8. The method of any of the preceding claims, wherein the high frequency is about 20Hz or is 20Hz.

9. The method of any of the preceding claims, wherein the stimulating is effectuated at a stimulation intensity between 80% and 120% of the leg resting motor threshold (RMT).

10. The method of any of the preceding claims, wherein the stimulating is effectuated at a stimulation intensity of 100% of the leg resting motor threshold (RMT).

11. The method of any of the preceding claims, wherein the high frequency is 20Hz dTMS at a stimulation intensity of 100% of leg resting motor threshold (RMT) at a frequency of 2 second pulse trains and 20 second inter-train intervals for a total of 50 trains and 2000 pulses per session.

12. The method of any of the preceding claims, wherein the stimulating of brain structures in at least one of the ACC or the mPFC is sufficient to stimulate interconnecting fibers of the at least one of the ACC or the mPFC of the subject’s brain.

13. The method of any of the preceding claims, wherein the stimulating of brain structures in at least one of the ACC or the mPFC is sufficient to stimulate brain structures in the at least one of the ACC or the mPFC, without a significant increase of electrical fields induced in superficial cortical regions of the subject’s brain.

14. The method of any of the preceding claims, wherein the deep TMS is delivered to each subject’s skull position relative to a location on each subject’s skull identified as corresponding to a stimulation point that stimulates a muscle of the subject’s leg at leg resting motor threshold (RMT).

15. The method of claim 14, wherein the deep TMS is delivered to each subject’s skull 2 cm to 7 cm anterior to the stimulation point that stimulates the muscle of the subject’s leg.

16. The method of claim 14, wherein the deep TMS is delivered to each subject’s skull 4 cm anterior to the stimulation point that stimulates the muscle of the subject’s leg.

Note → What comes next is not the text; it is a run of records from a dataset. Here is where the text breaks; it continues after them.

PR #7339, opened 2021-10-17
o2-eve refactoring

jmyrcha:
- screenshot
- handling save folder
- fixing numbering events
- adding thread safety to events
- full geometry paths in simple geometry specs


pzhristov:
The failure on the o2 builder is a timeout in one of the tests.
The failure on cs8 is not expected - it looks like an old alidist was used where the LLVM_ROOT is not propagated to the arrow build.

PR #7343, opened 2021-10-18
Add ZDC table to the AOD producer

nburmaso:
Hi @sawenzel, @shahor02. While the reader problem is not resolved yet (related to some issue in the reader, which I contacted Ruben about; see log attached), I'm putting the code I prepared for the ZDC table in this draft PR to have it ready. 

[test.log](https://github.com/AliceO2Group/AliceO2/files/7363185/test.log)


Detectors/AOD/include/AODProducerWorkflow/AODProducerWorkflowSpec.h
```diff
@@ -211,6 +212,10 @@ class AODProducerWorkflowDPL : public Task
   std::unordered_map<GIndex, int> mGIDToTableID;
   int mTableTrID{0};
 
+  // zdc helper maps to avoid a number of "if" statements
+  map<string, float> mZDCEnergyMap;
+  map<int, float> mZDCTDCMap;
```
sawenzel: could you add what is being mapped to what in the comments?
Is `map` better than `unordered_map` ?

Detectors/AOD/CMakeLists.txt
```diff
@@ -47,15 +48,16 @@ o2_add_executable(
...
+        O2::FT0Reconstruction
+        O2::TPCFastTransformation
+        O2::TPCBase
+        O2::TPCReconstruction
+        O2::TOFBase
+        O2::TOFCalibration
+        O2::SimConfig
+        O2::DataFormatsFT0
+        O2::Steer
+        O2::ZDCBase
```
sawenzel, line 69: Is this global change necessary?

Detectors/AOD/include/AODProducerWorkflow/AODProducerWorkflowSpec.h
nburmaso: Hi @sawenzel. I have added some comments for these maps. Concerning performance of `map` and `unordered_map`, I think in this case there should be no real differences, since these maps will consist of a small number of key-value pairs. Here, keys correspond to ZDC sub-parts and TDC channels, so their number is small indeed.  Perhaps, performance-wise it would be better to simply use if-clauses, but there will be a lot of them :)

Detectors/AOD/CMakeLists.txt
nburmaso: Sorry, it is a typo. I just added `ZDCBase`, but accidentally indented some lines.

Detectors/AOD/include/AODProducerWorkflow/AODProducerWorkflowSpec.h
cortesep: Hello,
I'm from the ZDC team. To me it looks a bit strange to have a map that uses signal TDC ids and another that uses signal names. One should probably unify the approach and use signal names for both maps. What do you think?

nburmaso: Hi @cortesep. Thank you for your comment. I will try to clean it up a bit.

sawenzel (dismissed):

sawenzel:
@nburmaso : I thought this was merged already but apparently the auto-merge feature didn't go through. Unfortunately, we now have merge conflicts again. Could you please take a look?

nburmaso:
Hi @sawenzel. I have resolved the conflicts and cleaned up the code a bit.

sawenzel (approved):

PR #7344, opened 2021-10-18
Flag for background particles

jgrosseo:


jgrosseo:
@sawenzel What about using this flag 0x2 for now?

sawenzel (approved):

PR #7345, opened 2021-10-18
Revert "[EMCAL-728] Reduce verbosity of the error logging"

mfasDa:
- Revert "[EMCAL-728] Reduce verbosity of the error logging"
- Suppress gain-related errors after the max. amount of messages is reached
- Reset error counters after 10 minutes

### DIFF
--- a/Detectors/EMCAL/workflow/src/RawToCellConverterSpec.cxx
+++ b/Detectors/EMCAL/workflow/src/RawToCellConverterSpec.cxx
@@ -84,6 +84,10 @@ void RawToCellConverterSpec::init(framework::InitContext& ctx)
   mMaxErrorMessages = ctx.options().get<int>("maxmessage");
   LOG(INFO) << "Suppressing error messages after " << mMaxErrorMessages << " messages";
 
+  mMergeLGHG = ctx.options().get<bool>("mergeHGLG");
+
+  LOG(INFO) << "Running gain merging mode: " << (mMergeLGHG ? "yes" : "no") << std::endl;
+
   mRawFitter->setAmpCut(mNoiseThreshold);
   mRawFitter->setL1Phase(0.);
 }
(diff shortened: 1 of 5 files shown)


Detectors/EMCAL/workflow/src/RawToCellConverterSpec.cxx
```diff
@@ -510,6 +501,5 @@ o2 ::framework::DataProcessorSpec o2::emcal::reco_workflow::getRawToCellConverte
                                           o2::framework::Options{
                                             {"fitmethod", o2::framework::VariantType::String, "gamma2", {"Fit method (standard or gamma2)"}},
                                             {"maxmessage", o2::framework::VariantType::Int, 100, {"Max. amout of error messages to be displayed"}},
-                                            {"printtrailer", o2::framework::VariantType::Bool, false, {"Print RCU trailer (for debugging)"}},
-                                            {"mergeHGLG", o2::framework::VariantType::Bool, true, {"Merge HG and LG channels for same tower"}}}};
```
davidrohr: could you please only revert the logging, not the mergeHGLG?

mfasDa: Of course, sorry!

mfasDa:
@davidrohr nomerge mode is re-established.

mfasDa:
CS8 error seems to be unrelated

davidrohr:
ok, will try this later and merge it for the next nightly

davidrohr (approved):
ok for now, we have to see whether 100 messages per processes is not too much...
this can still lead to severel 100k messages per hour.

davidrohr:
had to squash-merge, since rebase-merge didn't work cleanly.
But this should go into the nightly so EMCAL can use it tomorrow.

PR #7502, opened 2021-11-03
fix in tof latency window

noferini:


noferini:
@chiarazampolli 
This fixes the TOF-track time misalignement which affects the matching

noferini:
It would be nice to have it in the nightly by tomorrow (epn cvmfs)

17. The method of any one of claims 14-16, wherein the muscle is the tibialis muscle.

18. The method of any of the preceding claims, wherein when the stimulation intensity is 100% of the leg resting motor threshold (RMT) the deep TMS stimulates approximately 70 cm³ of target neuronal volume above neuronal activation threshold.

19. The method of any of the preceding claims, wherein the subject afflicted with obsessive compulsive disorder is selected based on the subject’s baseline amplitude of theta frequency band during and/or following a Stroop task.

20. The method of claim 19, wherein the baseline amplitude of the theta frequency band ranges from 4-8 Hz.

21. The method of any of the preceding claims, wherein the subject afflicted with obsessive compulsive disorder is selected based on the subject’s lack of responsiveness to at least one of serotonin reuptake inhibitors or cognitive behavioral therapy.

22. The method of any of the preceding claims, wherein the stimulation is given in 29 sessions during six weeks.

23. The method of any of the preceding claims, wherein the stimulation is given in between 20 and 30 sessions during between four to six weeks.

24. A device for treating a subject afflicted with obsessive compulsive disorder, wherein the device is as set forth in Figure 33 and wherein the device is configured to deliver deep transcranial magnetic stimulation (dTMS) to the subject’s skull such that brain structures in at least one of the ACC or the mPFC of the subject’s brain is stimulated and wherein the dTMS is delivered repetitively and at a high frequency comprising at least 5Hz.

25. The device of claim 24, wherein the subject has undergone induction of a personalized provocation related to at least one of obsessions or compulsions of the subject.